● **Your task**
Working from the records below, repeat exactly the lines starting at the line that contains "if (!params.scroll_vert &&" and ending at the line that contains "panorama.pan_y = 0;", inclusive.
Exercise inputs START
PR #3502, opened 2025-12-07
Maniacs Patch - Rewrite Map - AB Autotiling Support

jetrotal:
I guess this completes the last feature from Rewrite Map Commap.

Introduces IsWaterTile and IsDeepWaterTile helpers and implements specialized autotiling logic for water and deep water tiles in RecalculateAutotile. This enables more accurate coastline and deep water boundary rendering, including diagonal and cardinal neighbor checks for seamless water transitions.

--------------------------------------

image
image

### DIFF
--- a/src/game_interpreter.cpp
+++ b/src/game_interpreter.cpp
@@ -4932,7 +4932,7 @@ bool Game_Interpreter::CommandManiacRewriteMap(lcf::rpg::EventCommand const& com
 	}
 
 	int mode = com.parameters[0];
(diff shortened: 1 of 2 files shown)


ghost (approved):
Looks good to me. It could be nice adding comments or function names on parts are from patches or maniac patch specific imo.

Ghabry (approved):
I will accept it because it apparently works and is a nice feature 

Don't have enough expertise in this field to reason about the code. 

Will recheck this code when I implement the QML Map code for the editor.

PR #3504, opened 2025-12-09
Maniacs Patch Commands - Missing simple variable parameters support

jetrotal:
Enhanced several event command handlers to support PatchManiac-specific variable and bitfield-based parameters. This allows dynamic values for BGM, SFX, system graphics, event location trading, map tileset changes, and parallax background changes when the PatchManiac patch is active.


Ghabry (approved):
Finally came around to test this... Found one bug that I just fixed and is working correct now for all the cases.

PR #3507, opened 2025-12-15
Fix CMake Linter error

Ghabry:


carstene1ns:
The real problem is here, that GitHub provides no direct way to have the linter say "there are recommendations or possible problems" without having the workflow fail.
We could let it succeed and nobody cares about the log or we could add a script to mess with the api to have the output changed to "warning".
Exercise inputs END
Exercise inputs START
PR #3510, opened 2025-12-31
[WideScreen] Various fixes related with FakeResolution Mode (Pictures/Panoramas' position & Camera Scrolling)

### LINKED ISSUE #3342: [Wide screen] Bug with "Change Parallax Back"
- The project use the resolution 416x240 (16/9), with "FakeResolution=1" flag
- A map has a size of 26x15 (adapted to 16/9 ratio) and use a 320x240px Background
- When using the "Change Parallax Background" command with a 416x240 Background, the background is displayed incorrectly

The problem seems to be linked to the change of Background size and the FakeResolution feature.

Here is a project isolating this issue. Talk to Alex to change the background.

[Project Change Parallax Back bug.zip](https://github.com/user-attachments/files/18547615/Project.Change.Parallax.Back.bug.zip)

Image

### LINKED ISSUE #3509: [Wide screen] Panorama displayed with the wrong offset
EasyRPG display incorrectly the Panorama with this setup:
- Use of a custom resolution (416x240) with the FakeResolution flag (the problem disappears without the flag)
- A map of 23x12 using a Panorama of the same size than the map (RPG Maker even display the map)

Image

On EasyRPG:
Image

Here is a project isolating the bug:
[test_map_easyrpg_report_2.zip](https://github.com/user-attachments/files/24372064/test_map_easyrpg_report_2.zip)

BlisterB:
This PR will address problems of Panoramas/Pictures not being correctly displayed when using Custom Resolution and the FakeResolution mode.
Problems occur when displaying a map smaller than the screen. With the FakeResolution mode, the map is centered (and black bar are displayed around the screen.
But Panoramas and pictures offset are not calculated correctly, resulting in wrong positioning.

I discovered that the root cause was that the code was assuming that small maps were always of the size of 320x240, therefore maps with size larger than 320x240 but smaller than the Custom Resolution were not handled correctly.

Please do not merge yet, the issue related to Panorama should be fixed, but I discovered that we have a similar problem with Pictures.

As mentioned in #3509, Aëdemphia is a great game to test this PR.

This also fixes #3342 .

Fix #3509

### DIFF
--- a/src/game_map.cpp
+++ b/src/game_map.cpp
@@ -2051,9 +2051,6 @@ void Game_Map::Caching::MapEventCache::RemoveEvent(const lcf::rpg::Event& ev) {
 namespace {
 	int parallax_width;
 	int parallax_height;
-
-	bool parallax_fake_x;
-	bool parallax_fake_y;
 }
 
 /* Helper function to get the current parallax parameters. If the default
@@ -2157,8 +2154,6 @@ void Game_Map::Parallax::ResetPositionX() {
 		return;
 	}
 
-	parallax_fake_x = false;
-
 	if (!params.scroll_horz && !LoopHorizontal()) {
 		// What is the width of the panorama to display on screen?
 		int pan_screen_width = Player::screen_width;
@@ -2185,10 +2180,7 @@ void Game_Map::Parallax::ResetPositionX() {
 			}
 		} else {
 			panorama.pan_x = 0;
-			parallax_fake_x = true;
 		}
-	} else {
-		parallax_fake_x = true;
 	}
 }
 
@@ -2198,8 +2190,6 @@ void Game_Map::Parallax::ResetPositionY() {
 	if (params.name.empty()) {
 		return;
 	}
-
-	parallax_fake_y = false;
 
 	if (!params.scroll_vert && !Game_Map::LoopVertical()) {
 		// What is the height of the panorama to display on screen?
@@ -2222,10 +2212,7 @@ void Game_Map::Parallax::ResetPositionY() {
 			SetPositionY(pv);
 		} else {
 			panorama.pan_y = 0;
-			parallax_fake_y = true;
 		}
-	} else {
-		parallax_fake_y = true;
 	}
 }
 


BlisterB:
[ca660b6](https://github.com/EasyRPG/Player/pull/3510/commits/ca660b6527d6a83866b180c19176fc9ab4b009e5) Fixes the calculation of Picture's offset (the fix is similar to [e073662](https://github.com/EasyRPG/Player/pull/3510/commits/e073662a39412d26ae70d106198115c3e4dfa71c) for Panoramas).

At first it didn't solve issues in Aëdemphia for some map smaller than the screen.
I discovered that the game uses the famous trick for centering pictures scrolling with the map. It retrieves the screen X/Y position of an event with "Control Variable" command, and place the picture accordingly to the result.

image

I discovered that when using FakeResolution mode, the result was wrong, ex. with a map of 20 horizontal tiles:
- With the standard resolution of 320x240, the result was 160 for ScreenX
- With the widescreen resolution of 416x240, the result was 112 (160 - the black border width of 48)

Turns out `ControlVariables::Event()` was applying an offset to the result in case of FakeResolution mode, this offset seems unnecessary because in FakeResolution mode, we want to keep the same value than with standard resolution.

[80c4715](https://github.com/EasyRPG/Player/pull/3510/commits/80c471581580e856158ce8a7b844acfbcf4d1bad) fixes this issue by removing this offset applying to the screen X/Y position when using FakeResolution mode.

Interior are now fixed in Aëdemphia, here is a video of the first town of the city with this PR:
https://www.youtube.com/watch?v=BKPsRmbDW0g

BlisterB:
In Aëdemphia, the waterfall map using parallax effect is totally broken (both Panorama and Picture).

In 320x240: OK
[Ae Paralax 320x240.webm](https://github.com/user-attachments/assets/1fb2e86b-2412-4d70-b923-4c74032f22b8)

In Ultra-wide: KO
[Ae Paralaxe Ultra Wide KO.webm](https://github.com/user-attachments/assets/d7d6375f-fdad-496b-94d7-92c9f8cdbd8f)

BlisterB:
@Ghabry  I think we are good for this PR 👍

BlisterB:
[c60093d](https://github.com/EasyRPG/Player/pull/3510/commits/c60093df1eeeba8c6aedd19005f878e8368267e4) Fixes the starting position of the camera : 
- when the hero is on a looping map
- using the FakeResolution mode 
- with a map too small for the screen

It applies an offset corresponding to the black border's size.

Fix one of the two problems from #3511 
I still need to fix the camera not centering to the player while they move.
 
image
Exercise inputs END
Exercise inputs START
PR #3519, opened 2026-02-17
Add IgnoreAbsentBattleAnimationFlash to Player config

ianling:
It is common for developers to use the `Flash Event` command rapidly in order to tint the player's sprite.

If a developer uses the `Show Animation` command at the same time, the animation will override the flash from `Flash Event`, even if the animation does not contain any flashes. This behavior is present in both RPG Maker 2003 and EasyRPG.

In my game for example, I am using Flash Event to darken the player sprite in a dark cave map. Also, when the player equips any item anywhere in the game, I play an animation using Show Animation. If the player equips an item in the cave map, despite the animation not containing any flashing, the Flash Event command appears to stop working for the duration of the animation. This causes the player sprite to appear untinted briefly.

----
Exercise inputs END
● **Answer**
 	if (!params.scroll_vert && !Game_Map::LoopVertical()) {
 		// What is the height of the panorama to display on screen?
@@ -2222,10 +2212,7 @@ void Game_Map::Parallax::ResetPositionY() {
 			SetPositionY(pv);
 		} else {
 			panorama.pan_y = 0;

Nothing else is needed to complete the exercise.